Validity gate. A token value counts when it is non-null and >= 0 (the old NumericTracker’s allow_zero rule); nulls feed missing, negatives feed invalid. The append-weighted bins and the scatter use rows where both prefix and append are >= 0 (the old loader’s pair gate).
Binary token axis. Distributions are plotted on a base-2 log token axis.
Grouping follows --group-by (default provider; also model / provider_model), with <unknown-provider> / <unknown-model> COALESCE fallbacks mirroring the old group_key.
Append-weighted bins weight each append-token bucket by total tokens, so the bars show where the token mass lives, not just step counts.
The scatter is a deterministic visual subsample. A prefix-vs-append scatter cannot draw 350k+ points, so it keeps a fixed-size subsample (--pair-sample-size, default 80k). Instead of the old reservoir, the subsample is chosen in SQL by a Knuth-multiplicative hash of the surrogate key: ORDER BY (round_pk * 2654435761) % 1000000, round_pk LIMIT <pair-sample-size> over rows with prefix_tokens >= 0 AND newly_append_tokens >= 0. This is reproducible across DB builds and engines but is not the old reservoir, so the scatter figure is not byte-compatible with the pre-migration run (the CSVs are).

Code structure

plot.py is a query→shape→plot pipeline over the shared trace DuckDB:

load_token_groups(con, *, group_by) — per-group prefix/append MetricStats (every valid value in ingest order, plus missing/invalid counts) and the group’s total rows, plus an all group. MetricStats.summary() derives count/mean/min/max/percentiles exactly.
scatter_pairs(con, *, group_by, sample_size) — the deterministic (group, prefix, append) visual subsample described above.
append_bins(con, *, by_provider) — the global and per-provider append-token weighted bins (steps + summed append tokens per half-open bucket), exact over the pair-gated rows.
plot_token_histograms / plot_token_cdfs / plot_prefix_append_scatter / plot_append_weighted_bins — the figures (matplotlib behavior unchanged from the pre-migration script).
write_token_summary / write_append_weighted_bins — the two CSVs.
main() — wires the standard trace_db CLI (--db | -i/--input | -o/--output-dir) and embeds the self-contained PNG sidecar.

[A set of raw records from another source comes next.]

PR #142, opened 2016-11-17
Consolidate toPointCloud methods

jmschonfeld:
Creates MatToContour and toPointCloud methods in CVUtils to consolidate these functions into one file.


rmkeezer:
I approve

Issue #35, opened 2015-04-05
tf Transform on IMU data yielding unexpected results


barulicm:
Applying the tf transform /imu -> /base_footprint on the IMU orientation quaternion does not produce the expected output. Grabbing Euler angles from the quaternion before and after the transformation shows the correct transformation in yaw, but leaves roll and pitch untouched.

barulicm:
Hack-ish fix added to Ardupilot node. See igvc/src/ardupilot/ardupilot.cpp:51

dpattison3:
I haven't been able to recreate this issue with the new IMU set up, so I'm going to close the issue.

Issue #68, opened 2015-11-30
Reduce GPS Noise through Kalman Filter


thaeds:
Another type of filter is acceptable if more appropriate, but GPS noise must be reduced through sensor fusion, possibly through using a Kalman Filter. The problem is observable as either the robot believing it is jumping around its physical location while it is actually stationary (noise), or the robot believing it is moving in a certain direction while it is actually stationary (drift).

Implementing sensor fusion through a Kalman Filter will allow us to estimate our current position with more accuracy and less noise, given that we will be able to take into account our current wheel odometer y.

AlexTrimm:
There should be code sitting around somewhere for this. We attempted it 2-3
years ago, but we were never able to tune it well enough to make it useful.
Matt and Al should be passingly familiar with it. I'd suggest talking to a
controls professor about effective methods for tuning the parameters. Dr.
Feron out of the AE school has been involved in student competition teams
in the past. He might be worth asking if you don't know of someone
personally. If you're looking to learn more about Kalman Filters, the
original paper is quite good.

thaeds:
That sounds awesome - I think the first place to look is the ROS implementation
http://wiki.ros.org/robot_pose_ekf

But @barulicm has noted that in the past this implementation has not been good enough to use.

Certainly reading the original paper would be awesome regardless. (below)
https://www.cs.unc.edu/~welch/kalman/media/pdf/Kalman1960.pdf

barulicm:
Since this issue is coming back, I'll note that it's worth looking into [robot_pose_ekf](http://wiki.ros.org/robot_pose_ekf) again, as a significant amount of development has been put into it since I last looked at it.

jgkamat:
@rmkeezer I think this issue can be closed? Referenced in #144

dpattison3:
It was a little hasty to say that it solved that issue. It addresses the issue, but it still needs to be tested in competition scenarios, so I think it should remain open until I can show it working well in those conditions.

dpattison3:
The localization node has been tested, so I think we can close this now

PR #144, opened 2016-11-22
localization fixes and updates

dpattison3:
improves odometry node
corrects localization launch file
adds imu fixes

The odometry node will still need to be tuned in terms of covariance for new robot, but current values should work. The encoders are on backwards, so currently will produce bad results.
The process noise also needs tuning for the localization node, but needs the GPS to be working (the cable is currently broken).


rmkeezer:
Fixes #35 and #68

PR #146, opened 2016-12-01
Added QUICK WORKAROUND to make rviz_plugins compile

rmkeezer:
A better solution should be found later


jgkamat:
Builds are failing on this branch due to a missing dependency on qt4:

https://192-16996386-gh.circle-artifacts.com/0/tmp/circle-artifacts.kdlLQB9/compile.txt

rmkeezer:
I changed the rvizplugins to use Qt5 instead of Qt4 but the error is still here

jgkamat:
https://196-16996386-gh.circle-artifacts.com/0/tmp/circle-artifacts.PdMRjpN/compile.txt

Seems like it's not finding `igvc_msgs/velocity_pair.h`?

Can you see if thats referenced anywhere?

rmkeezer:
Yes it is needed, but it is also referenced by the motor_controller node and that is building fine

jgkamat:
Your repo is a bit behind master, maybe you could merge master into your repo and see if that helps?

jgkamat:
I just reran the build and it passed, if you have any idea why the previous one failed let me know. They should have been exactly the same.

rmkeezer:
igvc_msgs might have built before igvc, but this race condition should've already been fixed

The data layer (parsing, surrogate keys, schema) lives in artifacts/utils/trace_db.py; see artifacts/utils/DB_SCHEMA.md.

Running it

# default merged trace, output next to this README
uv run python artifacts/llm_generation/prefix_append_distribution/plot.py

# a specific trace (materialized to a temp DuckDB cache on first use)
uv run python artifacts/llm_generation/prefix_append_distribution/plot.py -i trace/sample.jsonl

# a prebuilt DB (run_all.py's build-db step passes this), into a chosen dir
uv run python artifacts/llm_generation/prefix_append_distribution/plot.py --db "$TMPDIR/trace.duckdb" -o "$TMPDIR/out"

Useful flags: --group-by (provider / model / provider_model), --max-groups (max plotted groups, default 8), --pair-sample-size (scatter subsample, default 80000).

Outputs

prefix_append_distribution.png — prefix vs append token histograms.
prefix_append_cdf.png — CDFs of prefix / append token length.
prefix_vs_append_sample.png — prefix-vs-append scatter (deterministic visual subsample).
append_tokens_weighted_bins.png / .csv — token-mass-weighted append bins.
token_length_summary.csv — per-group prefix/append quantiles, mean, min/max, and counts.

The PNGs are self-contained — they embed this README, the CSVs, and the plotting code (plot.py + shared artifacts/utils/ modules). Unpack with uv run python artifacts/utils/png_sidecar.py extract <png>.